## Task requirements
From the first line to the last, write out the records below exactly as they appear.

## Extracted entries
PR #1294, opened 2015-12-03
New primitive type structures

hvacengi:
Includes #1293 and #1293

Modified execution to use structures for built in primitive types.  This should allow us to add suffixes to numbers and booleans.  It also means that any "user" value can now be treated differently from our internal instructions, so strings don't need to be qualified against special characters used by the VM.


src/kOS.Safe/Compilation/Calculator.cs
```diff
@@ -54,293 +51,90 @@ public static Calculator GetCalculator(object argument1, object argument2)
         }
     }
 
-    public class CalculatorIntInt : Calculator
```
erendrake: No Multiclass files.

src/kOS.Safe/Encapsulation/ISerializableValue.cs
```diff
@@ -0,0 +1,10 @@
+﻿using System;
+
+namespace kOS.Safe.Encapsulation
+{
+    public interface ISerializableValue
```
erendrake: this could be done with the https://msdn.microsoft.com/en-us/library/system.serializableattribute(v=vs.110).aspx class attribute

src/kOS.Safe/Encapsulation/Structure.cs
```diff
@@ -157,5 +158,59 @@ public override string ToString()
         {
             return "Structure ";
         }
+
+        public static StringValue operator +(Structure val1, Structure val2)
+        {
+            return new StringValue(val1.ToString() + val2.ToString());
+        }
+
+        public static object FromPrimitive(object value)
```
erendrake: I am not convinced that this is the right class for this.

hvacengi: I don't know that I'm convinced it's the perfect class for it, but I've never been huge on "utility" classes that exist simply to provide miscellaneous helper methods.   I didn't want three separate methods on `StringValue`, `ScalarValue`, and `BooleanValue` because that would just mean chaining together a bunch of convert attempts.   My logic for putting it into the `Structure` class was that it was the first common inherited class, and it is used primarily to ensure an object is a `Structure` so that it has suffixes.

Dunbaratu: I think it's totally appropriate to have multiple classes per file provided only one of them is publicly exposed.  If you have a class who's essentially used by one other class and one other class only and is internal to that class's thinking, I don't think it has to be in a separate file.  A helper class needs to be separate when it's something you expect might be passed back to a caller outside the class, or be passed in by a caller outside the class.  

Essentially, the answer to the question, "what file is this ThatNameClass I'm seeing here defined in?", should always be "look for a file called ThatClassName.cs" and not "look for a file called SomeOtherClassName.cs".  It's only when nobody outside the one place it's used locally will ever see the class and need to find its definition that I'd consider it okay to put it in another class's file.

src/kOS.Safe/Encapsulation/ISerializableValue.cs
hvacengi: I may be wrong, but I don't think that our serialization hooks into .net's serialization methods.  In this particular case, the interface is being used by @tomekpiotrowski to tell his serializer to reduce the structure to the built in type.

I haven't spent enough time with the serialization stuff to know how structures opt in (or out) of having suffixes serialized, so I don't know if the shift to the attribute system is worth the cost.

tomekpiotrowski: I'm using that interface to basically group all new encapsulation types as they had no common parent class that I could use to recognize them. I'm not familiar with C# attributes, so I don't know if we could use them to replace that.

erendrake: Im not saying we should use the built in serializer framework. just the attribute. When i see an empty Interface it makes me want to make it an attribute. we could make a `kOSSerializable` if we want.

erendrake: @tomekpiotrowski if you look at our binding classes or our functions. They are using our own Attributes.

## Solution to the exercise
PR #1294, opened 2015-12-03
New primitive type structures

hvacengi:
Includes #1293 and #1293

Modified execution to use structures for built in primitive types.  This should allow us to add suffixes to numbers and booleans.  It also means that any "user" value can now be treated differently from our internal instructions, so strings don't need to be qualified against special characters used by the VM.


src/kOS.Safe/Compilation/Calculator.cs
```diff
@@ -54,293 +51,90 @@ public static Calculator GetCalculator(object argument1, object argument2)
         }
     }
 
-    public class CalculatorIntInt : Calculator
```
erendrake: No Multiclass files.

src/kOS.Safe/Encapsulation/ISerializableValue.cs
```diff
@@ -0,0 +1,10 @@
+﻿using System;
+
+namespace kOS.Safe.Encapsulation
+{
+    public interface ISerializableValue
```
erendrake: this could be done with the https://msdn.microsoft.com/en-us/library/system.serializableattribute(v=vs.110).aspx class attribute

src/kOS.Safe/Encapsulation/Structure.cs
```diff
@@ -157,5 +158,59 @@ public override string ToString()
         {
             return "Structure ";
         }
+
+        public static StringValue operator +(Structure val1, Structure val2)
+        {
+            return new StringValue(val1.ToString() + val2.ToString());
+        }
+
+        public static object FromPrimitive(object value)
```
erendrake: I am not convinced that this is the right class for this.

hvacengi: I don't know that I'm convinced it's the perfect class for it, but I've never been huge on "utility" classes that exist simply to provide miscellaneous helper methods.   I didn't want three separate methods on `StringValue`, `ScalarValue`, and `BooleanValue` because that would just mean chaining together a bunch of convert attempts.   My logic for putting it into the `Structure` class was that it was the first common inherited class, and it is used primarily to ensure an object is a `Structure` so that it has suffixes.

Dunbaratu: I think it's totally appropriate to have multiple classes per file provided only one of them is publicly exposed.  If you have a class who's essentially used by one other class and one other class only and is internal to that class's thinking, I don't think it has to be in a separate file.  A helper class needs to be separate when it's something you expect might be passed back to a caller outside the class, or be passed in by a caller outside the class.  

Essentially, the answer to the question, "what file is this ThatNameClass I'm seeing here defined in?", should always be "look for a file called ThatClassName.cs" and not "look for a file called SomeOtherClassName.cs".  It's only when nobody outside the one place it's used locally will ever see the class and need to find its definition that I'd consider it okay to put it in another class's file.

src/kOS.Safe/Encapsulation/ISerializableValue.cs
hvacengi: I may be wrong, but I don't think that our serialization hooks into .net's serialization methods.  In this particular case, the interface is being used by @tomekpiotrowski to tell his serializer to reduce the structure to the built in type.

I haven't spent enough time with the serialization stuff to know how structures opt in (or out) of having suffixes serialized, so I don't know if the shift to the attribute system is worth the cost.

tomekpiotrowski: I'm using that interface to basically group all new encapsulation types as they had no common parent class that I could use to recognize them. I'm not familiar with C# attributes, so I don't know if we could use them to replace that.

erendrake: Im not saying we should use the built in serializer framework. just the attribute. When i see an empty Interface it makes me want to make it an attribute. we could make a `kOSSerializable` if we want.

erendrake: @tomekpiotrowski if you look at our binding classes or our functions. They are using our own Attributes.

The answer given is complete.